Given that the ADL sided with Elon, they’ve lost all credibility in my eyes.

They are ONLY talking about the antisemitism that is specifically related to Israel.

That’s what I assumed, but it then means what I said it means: they’re not providing any information at all to compare the amount of antisemitism coming from the right with that coming from the left, even though the premise of the article is that it’s “now” coming from “both sides”.

That doesn’t seem to be a very useful nor informative metric.

The ADL counts support of the BDS movement or opposition to Israel’s policies as antisemitism, which is also not a particularly useful methodology.

I don’t think anyone is suggesting that the left is responsible for more antisemitism, although that particular research tracks how it’s tossed and falls with flare ups in the Israeli conflict.

I’m sorry, I’m not sure what you are trying to argue here. I just presented a number of sources that highlight antisemitism coming from the left, because double G appeared to be unaware of them.

For that piece by the ADL, I believe they provide more detailed information about exactly what they are criticizing as antisemitism, so the reader can decide if all of their cases should be discounted as you suggest.

I’m just saying, I read your stuff and I still don’t know how much antisemitism is suddenly coming from the far left. The problem is getting a lot of media attention, and I don’t doubt there is something to it, but I can’t really tell how much. And it isn’t helpful that some people and organizations feel free to call things antisemitism which are not clearly antisemitism, and are fast and loose about who the ‘far left’ is.

I read that piece, and came away from it thinking the ADL believes the BDS movement is definitionally antisemitism. Examples like this:

Antisemitism is global and multifaceted. One area in which ADL has seen a growth of antisemitism is within elements of the political left. This often takes the form of anti-Zionism, a movement that rejects the Jewish right to self-determination and of Israel to exist as a Jewish state, and frequently employs antisemitic tropes to attack Israel and its supporters. It also manifests through the Boycott, Divestment and Sanctions (BDS) movement, a campaign that promotes diplomatic, financial, professional, academic and cultural isolation of Israel, Israeli individuals, Israeli institutions, and Jews who support Israel’s right to exist.

And this:

In May 2019, a majority ruling was passed by the German government – with support from all party factions – declaring the BDS movement to be antisemitic. As part of this decision, it recommended that no government institutions should provide financial support for BDS events.
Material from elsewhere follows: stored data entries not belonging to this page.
PR #3190, opened 2020-02-20
GH-3182: Properly reset bean in the MockIntCtx

### LINKED ISSUE #3182: MockIntegrationContext.reset() does not behave as expected
**Affects Version(s):** 5.2.3.RELEASE using spring-boot 2.2.4.RELEASE

I am developing an application containing multiple IntegrationFlows passing messages to each other using DirectChannels.

I have created several small tests which are testing a single IntegrationFlow each. I have used MockIntegrationContext.substituteMessageHandlerFor() to capture the message once it is passed to the "output channel" of a flow.

However even though I'm calling MockIntegrationContext.reset() in an @AfterEach method, the substituted MockMessageHandlers seem to stick around until the ApplicationContext is torn down.

I have created a minimal gist demonstrating the behavior: https://gist.github.com/hgarus/0ec9714f1d381bd8404c08ddc88f55e3

The assertEquals in line 80 fails because the ArgumentCaptor receives the second message. Even though I called `reset()` beforehand.

I did some debugging and it seems the substitution only works, when the IntegrationConsumer is stopped before the replacement MessageHandler is assigned to the it - which is done in `substituteMessageHandlerFor()` (with the default `autoStartup = true`), but not in `reset()`.

artembilan:
Fixes https://github.com/spring-projects/spring-integration/issues/3182

The `MockIntegrationContext.resetBeans()` doesn't really restore a state
of endpoint beans: the handle/source is applied only after start for that endpoint

* Stop endpoints in the `MockIntegrationContext.resetBeans()` is they are running currently
* Start them back only if their `autoStartup == true`
* Clear only those beans which names are provided for the `resetBeans()`

**Cherry-pick to 5.2.x**

### DIFF
--- a/spring-integration-test/src/main/java/org/springframework/integration/test/context/MockIntegrationContext.java
+++ b/spring-integration-test/src/main/java/org/springframework/integration/test/context/MockIntegrationContext.java
@@ -1,5 +1,5 @@
 /*
- * Copyright 2017-2019 the original author or authors.
+ * Copyright 2017-2020 the original author or authors.
  *
  * Licensed under the Apache License, Version 2.0 (the "License");
  * you may not use this file except in compliance with the License.
@@ -27,6 +27,7 @@ import org.springframework.beans.factory.BeanFactory;
 import org.springframework.beans.factory.BeanFactoryAware;
 import org.springframework.beans.factory.config.ConfigurableListableBeanFactory;
 import org.springframework.context.Lifecycle;
+import org.springframework.context.SmartLifecycle;
 import org.springframework.integration.core.MessageProducer;
 import org.springframework.integration.core.MessageSource;
 import org.springframework.integration.endpoint.IntegrationConsumer;
@@ -97,6 +98,11 @@ public class MockIntegrationContext implements BeanFactoryAware {
 				.forEach(e -> {
 					Object endpoint = this.beanFactory.getBean(e.getKey());
 					DirectFieldAccessor directFieldAccessor = new DirectFieldAccessor(endpoint);
+					SmartLifecycle lifecycle = null;
+					if (endpoint instanceof SmartLifecycle && ((SmartLifecycle) endpoint).isRunning()) {
+						lifecycle = (SmartLifecycle) endpoint;
+						lifecycle.stop();
+					}
 					if (endpoint instanceof SourcePollingChannelAdapter) {
 						directFieldAccessor.setPropertyValue("source", e.getValue());
 					}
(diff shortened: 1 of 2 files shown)


spring-integration-test/src/main/java/org/springframework/integration/test/context/MockIntegrationContext.java
```diff
@@ -108,9 +114,19 @@ else if (endpoint instanceof ReactiveStreamsConsumer) {
...
 						directFieldAccessor.setPropertyValue(HANDLER, e.getValue());
 					}
+					if (lifecycle != null && lifecycle.isAutoStartup()) {
+						lifecycle.start();
+					}
 				});
 
-		this.beans.clear();
+		if (!ObjectUtils.isEmpty(beanNames)) {
+			for (String name : beanNames) {
```
garyrussell: Don't we need a test for this "partial" reset use case?

garyrussell (commented):
Just one question/comment.

garyrussell:
Cherry-picked as 4e4e8db17410a7127e1416517a0ff25919f13211

spring-integration-test/src/main/java/org/springframework/integration/test/context/MockIntegrationContext.java
```diff
@@ -108,9 +114,19 @@ else if (endpoint instanceof ReactiveStreamsConsumer) {
 					else if (endpoint instanceof IntegrationConsumer) {
 						directFieldAccessor.setPropertyValue(HANDLER, e.getValue());
 					}
+					if (lifecycle != null && lifecycle.isAutoStartup()) {
```
hgarus: Doesn't this have potential to break existing tests?

Maybe this just matters for constructed examples. But I could imagine something like this:
```
@BeforeClass
void init() {
  nonAutostartupHandler.start();
}

@After 
void cleanup() {
  mockIntegrationContext.reset()
}

@Test
void t1() {
  // do something with handler
}

@Test 
void t2() {
  // expect handler to be still running
}
```

Admittedly the `@BeforeClass` is somewhat artificial. But I could see a  handler being manually started as part of context initialization.

I'm sorry for not contributing a fix myself, I had a pretty busy week at work.

artembilan: `nonAutostartupHandler.start();` - you definitely start it manually. The framework can't assume when and how you have started it or going to.
Only the way for the framework to start it when you have that `autoStartup = true`.

I admit that it may break some peculiar test, but at the same time the test is wrong because it has been relied on bug which we are fixing here.

On the other hand I don't worry too much about breaking changes for tests. That's not that part of project which may make your customer unhappy.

Although the government’s decision asserts that the BDS campaign is antisemitic and the BDS movement in Germany has been marginalised, BDS is continuing to gain ground, not least in leftist, anti-racist and post-colonial circles. This is causing debates and alliances to be hijacked by anti-Israel activists. Jewish people are being coerced into speaking out for or against Israel at a time when synagogues have been subjected to arson attacks and angry mobs have congregated outside of them, shouting “fucking Jews” in protest over Israel.
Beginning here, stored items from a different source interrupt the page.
PR #3197, opened 2020-02-27
GH-3183: Add ReactiveRequestHandlerAdvice

### LINKED ISSUE #3183: Add hooks for reactive reply customizations: timeout(), retry(), tag() etc.

artembilan:
Fixes #3183

* Introduce a `ReactiveRequestHandlerAdvice` with a `BiFunction<Message<?>, Mono<?>, Publisher<?>>`
logic to apply a `Mono.transform()` operator for a returned from the handler `Mono` reply
* Fix `WebFluxRequestExecutingMessageHandler` to return a `Mono.then()` instead of an explicit subscription -
it happens downstream anyway during reply producing with a proper error handling, too
* Demonstrate `ReactiveRequestHandlerAdvice` in the `RSocketDslTests` - without `retry()` it fails
* Add `ConsumerEndpointSpec.customizeMonoReply()` for convenience
* Document `ReactiveRequestHandlerAdvice` feature

### DIFF
--- a/src/reference/asciidoc/handler-advice.adoc
+++ b/src/reference/asciidoc/handler-advice.adoc
@@ -56,6 +56,7 @@ In addition to providing the general mechanism to apply AOP advice classes, Spri
 * `ExpressionEvaluatingRequestHandlerAdvice` (described in <<expression-advice>>)
 * `RateLimiterRequestHandlerAdvice` (described in <<rate-limiter-advice>>)
 * `CacheRequestHandlerAdvice` (described in <<cache-advice>>)
+* `ReactiveRequestHandlerAdvice` (described in <<reactive-advice>>)
 
 [[retry-advice]]
 ===== Retry Advice
@@ -514,6 +515,7 @@ This configuration functionality is similar to Spring Framework's `@CacheConfig`
 If a `CacheManager` is not provided, a single bean is resolved by default from the `BeanFactory` in the `CacheAspectSupport`.
 
 The following example configures two advices with different set of caching operations:
+
 ====
 [source, java]
 ----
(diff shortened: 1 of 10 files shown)


artembilan:
If the solution is good, I'll go ahead with WebFlux reworking.

This feature opens for us a possible to apply a `TransactionInterceptor` with a `ReactiveTransactionManager` onto our reactive-replying components. 

I may admit that this could be kinda breaking change though since that modified `RSocketOutboundGateway` is not an `AbstractReplyProducingMessageHandler` anymore...

sirimamilla:
HI @artembilan,

This will add a lot of value. As it gives a lot of scope for customization and unleashes the power of Reactive framework.

garyrussell:
>If the solution is good, I'll go ahead with WebFlux reworking.

LGTM

artembilan:
I'll come back to this after merging #3201 .
They are kinda depend and complement each other.

artembilan:
I have changed my mind: now `ReactiveRequestHandlerAdvice` checks a type of the return from the `invocation.proceed()`.
So, we don't need extra abstraction to enforce reactive behavior for target `MessageHandler`.

src/reference/asciidoc/handler-advice.adoc
```diff
@@ -549,6 +551,26 @@ public Message<?> service(Message<?> message) {
 ----
 ====
 
+[[reactive-advice]]
+==== Reactive Advice
+
+Starting with version 5.3, a `ReactiveRequestHandlerAdvice` can be used for request message handlers producing a `Mono` replies.
+A `BiFunction<Message<?>, Mono<?>, Publisher<?>>` has to be provided for this advice and it is called from the `Mono.transform()` operator on a reply produced by the intercepted `handleRequestMessage()` method implementation.
+Typically such a `Mono` customization is necessary when we would like to control network fluctuations via `timeout()`, `retry()` and similar support operators.
+For example when we can an HTTP request over WebFlux client, we could use bellow configuration to not wait for response more than 5 seconds:
```
garyrussell:
```suggestion
For example when we can an HTTP request over WebFlux client, we could use below configuration to not wait for response more than 5 seconds:
```

src/reference/asciidoc/handler-advice.adoc
```diff
@@ -549,6 +551,26 @@ public Message<?> service(Message<?> message) {
...
+
+====
+[source, java]
+----
+.handle(WebFlux.outboundGateway("https://somehost/"),
+                       e -> e.customizeMonoReply((message, mono) -> mono.timeout(Duration.ofSeconds(5))));
+----
+====
+
+The `message` argument is a request message for such a message handler and can be used to determine a request-scope attributes.
```
garyrussell:
```suggestion
The `message` argument is the request message for the message handler and can be used to determine request-scope attributes.
```

src/reference/asciidoc/handler-advice.adoc
```diff
@@ -549,6 +551,26 @@ public Message<?> service(Message<?> message) {
...
+The `mono` argument is a result of this message handler `handleRequestMessage()` method implementation.
```
garyrussell:
```suggestion
The `mono` argument is the result of this message handler's `handleRequestMessage()` method implementation.
```

garyrussell (changes requested):

garyrussell (approved):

Within these debates, an assault is being made on the clear, unambiguous positioning of BDS as antisemitic as based on the working definition of antisemitism by the International Holocaust Remembrance Alliance (IHRA).

…seem to make that pretty clear. The BDS movement exists because of Israel’s policies in the West Bank and Gaza; because of the systematic oppression of the Palestinian people living there. It has nothing whatsoever to do with Israel’s Jewish nature, and I don’t think it’s properly antisemitism.